Hong Kong Census and Statistics Department data showed on Tuesday that China's net gold imports via Hong Kong in October fell from September and were down 43% from the previous year. Traders digest the data as attention turns toward the upcoming US macro news, with the Core Personal Consumption Expenditure (PCE) Price Index in focus.
The Fed’s preferred inflation gauge and the weekly Jobless Claims will help shape market expectations for future Fed rate cuts, impacting the USD and the non-interest-bearing Gold price. The core PCE Price Index is rising 2.8% YoY in October versus September’s rise of 2.7%. Meanwhile, the headline annual PCE inflation is expected to advance to 2.3% in the same period from 2.1% in September.
Gold price technical analysis: Daily chart
Hotter-than-expected US inflation data could raise further doubts about the Fed’s rate cut trajectory, reinforcing selling pressure around the Gold price.

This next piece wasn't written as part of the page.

PR #1565, opened 2025-11-12
fix(aip-123): prevent panic in getParentIDVariable with single-variable patterns

eddiesoller:
## Summary
Fixes a panic in `getParentIDVariable` when processing resource patterns with only one variable that aren't root-level or singleton patterns.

The 21-day SMA crossed the 50-day SMA from above on a daily closing basis on Tuesday, confirming a Bear Cross.
Adding credence to the downside potential, the 14-day Relative Strength Index (RSI) remains below the 50 level, currently near 47.
Therefore, any upside attempts in Gold price could likely be sold into unless buyers find acceptance above the 21-day SMA and 50-day SMA crossover near $2,660.
The next topside barriers are at the $2,700 level and Monday’s high of $2,721.
Alternatively, the immediate support is at the previous day’s low of $2,605, below which a drop toward the 100-day SMA at $2,569 remains in the offing.
A sustained break below that level could challenge the November 14 low of $2,537.
Economic Indicator
Core Personal Consumption Expenditures - Price Index (YoY)
The Core Personal Consumption Expenditures (PCE), released by the US Bureau of Economic Analysis on a monthly basis, measures the changes in the prices of goods and services purchased by consumers in the United States (US). The PCE Price Index is also the Federal Reserve’s (Fed) preferred gauge of inflation. The YoY reading compares the prices of goods in the reference month to the same month a year earlier. The core reading excludes the so-called more volatile food and energy components to give a more accurate measurement of price pressures." Generally, a high reading is bullish for the US Dollar (USD), while a low reading is bearish.
Read more.Next release: Wed Nov 27, 2024 13:30
Frequency: Monthly
Consensus: 2.8%
Previous: 2.7%
Source: US Bureau of Economic Analysis
After publishing the GDP report, the US Bureau of Economic Analysis releases the Personal Consumption Expenditures (PCE) Price Index data alongside the monthly changes in Personal Spending and Personal Income. FOMC policymakers use the annual Core PCE Price Index, which excludes volatile food and energy prices, as their primary gauge of inflation. A stronger-than-expected reading could help the USD outperform its rivals as it would hint at a possible hawkish shift in the Fed’s forward guidance and vice versa.